Durant des siècles, ces édifices, construits par la noblesse locale, ont été les témoins de dévotions aujourd’hui oubliées, mais l’un d’entre eux est resté encore debout, malgré les attaques du temps, c’est la chapelle Sainte Marguerite, située près du Pont de la Corde, sur le bord de la Penzé.
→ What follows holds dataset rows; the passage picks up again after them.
PR #4494, opened 2023-09-24
Fixes grab delay after performing an action

Git-Nivrak:
# About the pull request
First there was an issue where you could grab a marine behind a cade to bypass grab delay and hit it faster than intended.
Which was then fixed by #4204 which in turn fucked your ability to grab things without delay and then attempted to be fixed by #4246 which only partially fixed it.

Telle qu’elle nous apparaît de nos jours, la chapelle n’est pas très ancienne, mais son site doit dater de fort longtemps. C’est possible qu’elle ait été bâtie par quelque seigneur, au retour des croisades… d’où son appellation de Ste Marguerite d’Antioche. Selon la légende elle aurait été dévorée par un monstre dont elle en transperça le ventre pour en sortir indemne au moyen d’une Croix. Une autre hypothèse évoque le fait qu’il pourrait s’agir d’une représentation du Christianisme prenant le pas sur les religions précédentes, symbolisées par le dragon… A chacun de choisir la raison pour laquelle on la représente « hissée sur le dragon ».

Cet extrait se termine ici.